**DIRECTIONS FOR THIS TASK**: Take the entries below and print only the lines from the one with "identity, if found." through the one with "import rx.Observable", exactly as they stand, both ends included.

**DATA EXTRACT**:
PR #3664, opened 2018-07-22
Ordered starting of node components and clear dependencies between them

shamsasari:
Moved start up logic of the various node components out of their c’tors and into “start” methods, which are called from Node.start(). The components themselves are created in the Node’s c’tor with minimal initialisation logic.

Certain things are not immediately available at construction time, which are instead given to the components at start time in an orderly fashion:

* Certs from the node’s key store and trust store
* The network parameters, and thus access to things like maxMessageSize and the contracts whitelist
* A running database - several components were doing database stuff their c’tors
* The node’s NodeInfo, and thus access to things like identities and addresses

The messaging service couldn’t be created in the Node’s c’tor due to initialisation issues with MockNode. This should be fixed in a later commit.

PR #4056, opened 2018-10-11
ENT-2569: Perform better clean-up of DB, Hibernate mappings and IdentityService.

vkolomeyko:
This is not super-important for `AbstractNode` as when node shuts down - JVM shuts down,
but for more light-weight node-like constructs developed as part of project Maximus this can be an important improvement allowing to tidy-up the heap upon shutdown.

### DIFF
--- a/core/src/main/kotlin/net/corda/core/node/services/WellKnownPartyTranslator.kt
+++ b/core/src/main/kotlin/net/corda/core/node/services/WellKnownPartyTranslator.kt
@@ -1,0 +1,26 @@
+package net.corda.core.node.services
+
+import net.corda.core.identity.AbstractParty
+import net.corda.core.identity.CordaX500Name
+import net.corda.core.identity.Party
+
+interface WellKnownPartyTranslator {
+    /**
+     * Resolves a party name to the well known identity [Party] instance for this name. Where possible well known identity
+     * lookup from name should be done from the network map (via [NetworkMapCache]) instead, as it is the authoritative
+     * source of well known identities.
+     *
+     * @param name The [CordaX500Name] to determine well known identity for.
+     * @return If known the canonical [Party] with that name, else null.
+     */
+    fun wellKnownPartyFromX500Name(name: CordaX500Name): Party?
+
+    /**
+     * Resolves a (optionally) confidential identity to the corresponding well known identity [Party].
+     * It transparently handles returning the well known identity back if a well known identity is passed in.
+     *
+     * @param party identity to determine well known identity for.
+     * @return well known identity, if found.
+     */
+    fun wellKnownPartyFromAnonymous(party: AbstractParty): Party?
+}
--- a/node-api/src/main/kotlin/net/corda/nodeapi/internal/persistence/CordaPersistence.kt
+++ b/node-api/src/main/kotlin/net/corda/nodeapi/internal/persistence/CordaPersistence.kt
@@ -3,6 +3,8 @@ package net.corda.nodeapi.internal.persistence
 import co.paralleluniverse.strands.Strand
 import net.corda.core.schemas.MappedSchema
 import net.corda.core.utilities.contextLogger
+import org.hibernate.type.descriptor.java.AbstractTypeDescriptor
+import org.hibernate.type.descriptor.java.JavaTypeDescriptorRegistry
 import rx.Observable
 import rx.Subscriber
 import rx.subjects.UnicastSubject
@@ -52,7 +54,8 @@ class CordaPersistence(
         databaseConfig: DatabaseConfig,
         schemas: Set<MappedSchema>,
         val jdbcUrl: String,
-        attributeConverters: Collection<AttributeConverter<*, *>> = emptySet()
+        private val attributeConverters: Collection<AttributeConverter<*, *>> = emptySet(),
+        private val typeDescriptors: Collection<AbstractTypeDescriptor<*>> = emptySet()
 ) : Closeable {
     companion object {
         private val log = contextLogger()
@@ -177,6 +180,13 @@ class CordaPersistence(
     override fun close() {
         // DataSource doesn't implement AutoCloseable so we just have to hope that the implementation does so that we can close it
         (_dataSource as? AutoCloseable)?.close()
+
+        fun Collection<*>.closeAutoCloseables() {
+            mapNotNull { it as? AutoCloseable }.forEach { it.close() }
+        }
+
+        attributeConverters.closeAutoCloseables()
+        typeDescriptors.closeAutoCloseables()
     }
 }
 
--- a/node-api/src/main/kotlin/net/corda/nodeapi/internal/persistence/CordaPersistence.kt
+++ b/node-api/src/main/kotlin/net/corda/nodeapi/internal/persistence/CordaPersistence.kt
@@ -61,6 +61,10 @@ class CordaPersistence(
         private val log = contextLogger()
     }
 
+    init {
+        typeDescriptors.forEach { JavaTypeDescriptorRegistry.INSTANCE.addDescriptor(it) }
+    }
+
     private val defaultIsolationLevel = databaseConfig.transactionIsolationLevel
     val hibernateConfig: HibernateConfiguration by lazy {
         transaction {
@@ -182,7 +186,7 @@ class CordaPersistence(
         (_dataSource as? AutoCloseable)?.close()
 
         fun Collection<*>.closeAutoCloseables() {
-            mapNotNull { it as? AutoCloseable }.forEach { it.close() }
+            forEach { (it as? AutoCloseable)?.close() }
         }
 
         attributeConverters.closeAutoCloseables()
--- a/node/src/main/kotlin/net/corda/node/internal/AbstractNode.kt
+++ b/node/src/main/kotlin/net/corda/node/internal/AbstractNode.kt
@@ -12,7 +12,6 @@ import net.corda.core.context.InvocationContext
 import net.corda.core.crypto.newSecureRandom
 import net.corda.core.crypto.sign
 import net.corda.core.flows.*
-import net.corda.core.identity.AbstractParty
 import net.corda.core.identity.CordaX500Name
 import net.corda.core.identity.Party
 import net.corda.core.identity.PartyAndCertificate
@@ -146,8 +145,7 @@ abstract class AbstractNode<S>(val configuration: NodeConfiguration,
     val identityService = PersistentIdentityService(cacheFactory).tokenize()
     val database: CordaPersistence = createCordaPersistence(
             configuration.database,
-            identityService::wellKnownPartyFromX500Name,
-            identityService::wellKnownPartyFromAnonymous,
+            identityService,
             schemaService,
             configuration.dataSourceProperties
     )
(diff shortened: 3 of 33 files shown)


node-api/src/main/kotlin/net/corda/nodeapi/internal/persistence/CordaPersistence.kt
```diff
@@ -177,6 +180,13 @@ class CordaPersistence(
     override fun close() {
         // DataSource doesn't implement AutoCloseable so we just have to hope that the implementation does so that we can close it
         (_dataSource as? AutoCloseable)?.close()
+
+        fun Collection<*>.closeAutoCloseables() {
+            mapNotNull { it as? AutoCloseable }.forEach { it.close() }
```
shamsasari: Avoid the extra list that's created by the map by simply doing `(it as? AutoCloseable)?.close()`

node/src/main/kotlin/net/corda/node/services/identity/PersistentIdentityService.kt
```diff
@@ -194,4 +194,8 @@ class PersistentIdentityService(cacheFactory: NamedCacheFactory) : SingletonSeri
         }
     }
 
-}
+    override fun close() {
+        log.info("Closing PersistentIdentityService")
```
shamsasari: This is more of a debug level message

node/src/main/kotlin/net/corda/node/services/identity/PersistentIdentityService.kt
```diff
@@ -132,7 +132,7 @@ class PersistentIdentityService(cacheFactory: NamedCacheFactory) : SingletonSeri
 
     @Throws(CertificateExpiredException::class, CertificateNotYetValidException::class, InvalidAlgorithmParameterException::class)
     override fun verifyAndRegisterIdentity(identity: PartyAndCertificate, isNewRandomIdentity: Boolean): PartyAndCertificate? {
-        return database.transaction {
+        return database!!.transaction {
```
shamsasari: `database!!.transaction` is used several times. Perhaps extract out into a helper method with a useful message if `database` is null.

node-api/src/main/kotlin/net/corda/nodeapi/internal/persistence/CordaPersistence.kt
```diff
@@ -52,7 +54,8 @@ class CordaPersistence(
         databaseConfig: DatabaseConfig,
         schemas: Set<MappedSchema>,
         val jdbcUrl: String,
-        attributeConverters: Collection<AttributeConverter<*, *>> = emptySet()
+        private val attributeConverters: Collection<AttributeConverter<*, *>> = emptySet(),
+        private val typeDescriptors: Collection<AbstractTypeDescriptor<*>> = emptySet()
```
shamsasari: This Set is not used by `CordaPersistence` except in the `close` method, which implies it doesn't belong in here. Or perhaps you've forgotten to do something with it as there's no equivalent code to `JavaTypeDescriptorRegistry.INSTANCE.addDescriptor` that you deleted.

node/src/main/kotlin/net/corda/node/services/persistence/AbstractPartyDescriptor.kt
```diff
@@ -10,15 +10,20 @@ import org.hibernate.type.descriptor.java.AbstractTypeDescriptor
 import org.hibernate.type.descriptor.java.ImmutableMutabilityPlan
 import org.hibernate.type.descriptor.java.MutabilityPlan
 
-class AbstractPartyDescriptor(private val wellKnownPartyFromX500Name: (CordaX500Name) -> Party?,
-                              private val wellKnownPartyFromAnonymous: (AbstractParty) -> Party?) : AbstractTypeDescriptor<AbstractParty>(AbstractParty::class.java) {
+class AbstractPartyDescriptor(private var wellKnownPartyFromX500Name: ((CordaX500Name) -> Party?)?,
```
shamsasari: This is the wrong approach - it makes the code messy and that more harder to reason about. Simply null out the reference where this class is used.

node-api/src/main/kotlin/net/corda/nodeapi/internal/persistence/CordaPersistence.kt
vkolomeyko: Sure - will change.

node/src/main/kotlin/net/corda/node/services/identity/PersistentIdentityService.kt
vkolomeyko: It would not happen that often, also it is an important milestone in the life cycle of the `IdentityService` I would leave it as `info` to always see in the logs clear indication when `IdentityService` shutting down.

node/src/main/kotlin/net/corda/node/services/identity/PersistentIdentityService.kt
vkolomeyko: sure - will do.

node/src/main/kotlin/net/corda/node/services/persistence/AbstractPartyDescriptor.kt
vkolomeyko: Unfortunately, this is not quite possible as `AbstractPartyDescriptor` is held inside Hibernate's `JavaTypeDescriptorRegistry.INSTANCE` moreover it is only possible to `addDescriptor()` and not remove :-(

These callbacks passed into `AbstractPartyDescriptor` represent inner classes which hook into a larger object, all this object hierarchy cannot be GC'd due to Hibernate's registration.
To improve that, I decided to add ability to cut ties with callbacks, which will effectively make `AbstractPartyDescriptor` no longer functional even though it will continue to be registered with Hibernate.

szymonsztuka: I'm not sure why we need to null `wellKnownPartyFromX500Name ` and `wellKnownPartyFromAnonymous`,  if the enclosing `CordaPersistence` object is no longer available itself, then it's  GC, but anyway Hibernate still holds refs to descriptors (due to  `JavaTypeDescriptorRegistry.INSTANCE.addDescriptor()` so they will remain regardless of nulling them here or not.

node/src/main/kotlin/net/corda/node/internal/AbstractNode.kt
```diff
@@ -1002,28 +999,26 @@ class ConfigurationException(message: String) : CordaException(message)
 // TODO This is no longer used by AbstractNode and can be moved elsewhere
 fun configureDatabase(hikariProperties: Properties,
                       databaseConfig: DatabaseConfig,
-                      wellKnownPartyFromX500Name: (CordaX500Name) -> Party?,
-                      wellKnownPartyFromAnonymous: (AbstractParty) -> Party?,
+                      wellKnownPartyTranslator: WellKnownPartyTranslator,
```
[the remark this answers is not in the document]
vkolomeyko: No `IdentityService` was always created *before* call to `createCordaPersistence()` is made.
Please see in current `master`: https://github.com/corda/corda/blob/master/node/src/main/kotlin/net/corda/node/internal/AbstractNode.kt#L147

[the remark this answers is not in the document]
mnesbit: That changed at some point, though really it should be network map cache that provides the well known identity translation. Step me through it tomorrow if we are both in office.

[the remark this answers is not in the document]
vkolomeyko: Yes, before @shamsasari changes (corda/corda#3664) it was:
```
        // Wrapped in an atomic reference just to allow setting it before the closure below gets invoked.
        val identityServiceRef = AtomicReference<IdentityService>()

        // Do all of this in a database transaction so anything that might need a connection has one.
        val database = initialiseDatabasePersistence(
                schemaService,
                { name -> identityServiceRef.get().wellKnownPartyFromX500Name(name) },
                { party -> identityServiceRef.get().wellKnownPartyFromAnonymous(party) })
```
Which is pretty much same thing to workaround cyclic dependency problem between `PersistentIdentityService` and `CordaPersistence`.

node-api/src/main/kotlin/net/corda/nodeapi/internal/persistence/CordaPersistence.kt
```diff
@@ -52,12 +54,17 @@ class CordaPersistence(
...
 ) : Closeable {
     companion object {
         private val log = contextLogger()
     }
 
+    init {
+        typeDescriptors.forEach { JavaTypeDescriptorRegistry.INSTANCE.addDescriptor(it) }
```
shamsasari: Shouldn't we also be removing these descriptors in `close`?

core/src/main/kotlin/net/corda/core/node/services/WellKnownPartyTranslator.kt
```diff
@@ -0,0 +1,26 @@
+package net.corda.core.node.services
+
+import net.corda.core.identity.AbstractParty
+import net.corda.core.identity.CordaX500Name
+import net.corda.core.identity.Party
+
+interface WellKnownPartyTranslator {
```
shamsasari: This is definitely better than the two nullable lamdbas that we had before, but we're introducing this into the public API for purely internal reasons. Can `WellKnownPartyTranslator` instead be moved into `node` and wrap an `IdentityService`.

node-api/src/main/kotlin/net/corda/nodeapi/internal/persistence/CordaPersistence.kt
vkolomeyko: Unfortunately Hibernate's: `org.hibernate.type.descriptor.java.JavaTypeDescriptorRegistry` doesn't provide any way of removing descriptors... unless we go via reflection and promote private `descriptorsByClass` to be accessible and then call `remove()` on it.

core/src/main/kotlin/net/corda/core/node/services/WellKnownPartyTranslator.kt
vkolomeyko: This is a good idea!
I will make `WellKnownPartyTranslator` an internal interface, create an adaptor for `IdentityService` and remove any public API changes I made.

node-api/src/main/kotlin/net/corda/nodeapi/internal/persistence/CordaPersistence.kt
shamsasari: When stuck, add another level of indirection! 

Can we make the type descriptors that we register global singletons (and we register them once in a static block), and when we move the management of the "real" descriptor implementations into the global singleton?

vkolomeyko: We can do that, but I feel that we just  trying to outgame (incorrectly designed?) Hibernate internals.
With current code when we close `PersistentIdentityService` it becomes rather lightweight in terms of memory footprint. `AbstractPartyDescriptor` still has a reference to it but again memory footprint is small and the most important thing is that `AbstractNode` is eligible for GC.

If and when subsequent registration is performed and call to `JavaTypeDescriptorRegistry.INSTANCE.addDescriptor()` is made with another instance of `AbstractPartyDescriptor` it will knock the old instance out from the `JavaTypeDescriptorRegistry.descriptorsByClass`, so at most one instance of `AbstractPartyDescriptor` will be registered at any given time.

That said, I would refrain from creating another level of indirection for very limited benefit.

mnesbit: What I want is that we can lookup the identity service lazily based upon the db context. I am not sure we should be adding any sort of stateful objects to the type registry. It should be able to look back at the scope to determine the servicehub and thence the converter.
In Maximus several isolated identities will be around and need to convert according to context. Ideally, the DB stuff will be pushed into the permanently resident part. Therefore I want this to be as stateless as we can make it.

vkolomeyko:
@mnesbit and I discussed and we might need to go back to the drawing board before making code changes in this space.
Closing this PR without merging. Will leave the branch hanging around for sometime.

**RESPONSE BOX**:
+     * @return well known identity, if found.
+     */
+    fun wellKnownPartyFromAnonymous(party: AbstractParty): Party?
+}
--- a/node-api/src/main/kotlin/net/corda/nodeapi/internal/persistence/CordaPersistence.kt
+++ b/node-api/src/main/kotlin/net/corda/nodeapi/internal/persistence/CordaPersistence.kt
@@ -3,6 +3,8 @@ package net.corda.nodeapi.internal.persistence
 import co.paralleluniverse.strands.Strand
 import net.corda.core.schemas.MappedSchema
 import net.corda.core.utilities.contextLogger
+import org.hibernate.type.descriptor.java.AbstractTypeDescriptor
+import org.hibernate.type.descriptor.java.JavaTypeDescriptorRegistry
 import rx.Observable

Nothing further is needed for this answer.